The sun doesn’t shine as brightly for Energy Secretary Steven Chu these days. But he has other ideas for saving the world from the evil of fossil fuels. Can we forget Solyndra?
Instead, how about the “Glucose Economy.” The what? Chu came up with the idea of a global “glucose economy” to supplant mankind’s dependence on oil while he was teaching physics and molecular and cellular biology at the University of California, Berkeley.
For his global glucose economy, vast supplies of fast-growing crops would be planted in the sunny tropics. The plants would be converted into glucose. The glucose would be shipped around the world much as oil is today, for eventual conversion into biofuels to run our cars. Wow! What an approach to the energy problem.
Not all tropical countries, whether oil producers or agricultural powers, are friends of the United States. But Chu has the ideas needed to deal with global warming– if there is indeed any real problem with global warming, which science says occurs intermittently with global cooling throughout history.
Then there is Chu’s somewhat peculiar idea for utilizing termites’ guts. As Chu explained in a interview in 2007 when he was director of the Lawrence Berkley National Laboratory, “Termites have developed a symbiotic relationship with colonies of bacteria that reside inside a termite’s gut and convert biomass, specifically cellulose, mostly from wood, into chemical energy the termite can utilize.

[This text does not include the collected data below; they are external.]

PR #904, opened 2024-05-01
implemented models, dao and services

nastasiiaKulinich:


src/main/java/mate/academy/hibernate/relations/service/impl/MovieServiceImpl.java
```diff
@@ -1,16 +1,23 @@
...
     @Override
     public Movie add(Movie movie) {
-        return null;
+        return movieDao.add(movie);
     }
 
     @Override
     public Movie get(Long id) {
-        return null;
+        return movieDao.get(id).get();
```
okuzan, line 21: you are losing the benefit of having optional in the first place - you can get NPE here. Use orElseThrow + entity not found exception + message + id, everywhere

okuzan (changes requested):

src/main/java/mate/academy/hibernate/relations/dao/impl/ActorDaoImpl.java
```diff
@@ -12,11 +15,32 @@ public ActorDaoImpl(SessionFactory sessionFactory) {
 
     @Override
     public Actor add(Actor actor) {
-        return null;
+        Session session = null;
+        Transaction transaction = null;
+        try {
+            session = factory.openSession();
+            transaction = session.beginTransaction();
+            session.save(actor);
```
Elena-Bruyako, line 23:
```suggestion
            session.persist(actor);
```
Check other implementation

src/main/java/mate/academy/hibernate/relations/model/Movie.java
```diff
@@ -1,11 +1,28 @@
...
 import java.util.List;
 
+@Entity
+@Table(name = "movies")
 public class Movie implements Cloneable {
+    @Id
+    @GeneratedValue(strategy = GenerationType.IDENTITY)
     private Long id;
     private String title;
+    @ManyToMany(fetch = FetchType.EAGER)
```
Elena-Bruyako, line 22:
```suggestion
    @ManyToMany
```

Elena-Bruyako (changes requested):

PR #911, opened 2024-05-10
implemented relations between entities

vladshender:


src/main/java/mate/academy/hibernate/relations/model/Movie.java
```diff
@@ -2,10 +2,22 @@
...
 
+@Entity
+@Table(name = "movies")
 public class Movie implements Cloneable {
+    @Id
+    @GeneratedValue(strategy = GenerationType.IDENTITY)
     private Long id;
     private String title;
+
+    @OneToMany
```
okuzan, line 20: actor can act only in one movie?

okuzan (changes requested):

okuzan (approved):
Good job

PR #925, opened 2024-06-01
Hw hrelations

Hryniv:


pom.xml
```diff
@@ -31,7 +31,18 @@
             <version>2.7.2</version>
```
Elena-Bruyako, line 31: Didn't find the Main class where you implement // TODO:

Elena-Bruyako (changes requested):

src/main/java/mate/academy/hibernate/relations/service/impl/MovieServiceImpl.java
```diff
@@ -1,16 +1,25 @@
...
     public Movie add(Movie movie) {
-        return null;
+        return movieDao.add(movie);
     }
 
     @Override
     public Movie get(Long id) {
-        return null;
+        return movieDao.get(id).orElseThrow(() ->
+                new DataProcessingException("Can't get movie by id " + id));
```
okuzan, line 23: use EntityNotFoundException for service layer, DataProcessingException is more suitable for DAO layer

okuzan (changes requested):

Elena-Bruyako (approved):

“If we can learn to either genetically engineer the microorganisms from termite guts, or cow guts…to produce more energy from biomass than they need, or else adapt the chemistry within the microorganisms to process the biomass ourselves, we would go a long way towards reducing our dependency…(on) oil.”
If he could find ways to turn cockroaches and mosquitoes into energy, that would be a real blessing.
Chu, in the interview, was also asked to talk about “out of the box” energy research—as if termite guts were an “in the box” concept.
He explained in the interview: “We think a solution to the energy problems may lie at the interface between biology and the physical sciences on the nanoscale. We are now mounting a major, multidisciplinary initiative…which would develop ways to convert solar energy into a carbon-neutral form of energy that could sustain our world in an environmentally friendly manner,
“To do this, we are drawing on our expertise in nanotechnology and synthetic biology and the resources…at the West Berkeley Biocenter…and at The Molecular Foundry, a U.S. Department of Energy nanoscale science research center….
“We believe that a well-conceived program put in place now has the potential to provide the people of the United States with renewable energy security and economic growth for decades to come.”
Another example of his unorthodox thinking is his May 2009 recommendation to paint the roofs of buildings around the world white and use light-colored road surfaces to reflect sunlight back into space — possibly enough to have an effect on global warming. He believes this would reduce carbon equal to taking every car in the world off the road for a decade. There are plenty of scientists with many notions, but they are seldom in a position to convert their visions to action, as Chu attempts to do.
Chu ran into frightful problems this year when his Energy Department and the White House thought a $535 million loan guarantee to Solyndra, Inc. solar power firm could help stop global warming. Many of the problems that forced the company to shutter operations threaten other businesses in the sun-power industry, with more upheaval likely, according to an article in The New York Times Sept. 6.
Chu’s research at Bell Labs was in cooling and trapping atoms with laser light. It won him the Nobel Prize in Physics in 1997, together with colleagues Claude Cohen-Tannoudji and William Daniel Phillips.
Chu has gained worldwide attention as a scientist as well as with some of his quirky ideas about how to deal with climate change. Now he has to figure out how to keep his job. He may have already thrown himself “under the bus,” as the current cliché phrases it.
Testifying before the House Energy and Commerce Committee Nov. 17. an unapologetic Secretary Chu defended the half-billion-dollar loan to solar-panel manufacturer, Solyndra, Inc. that went into bankruptcy. He said he was unaware of the key details that led to the scandal.
He also said with a straight face the decision to fund the company was not political. Termite guts as a replacement for auto fuel is more believable.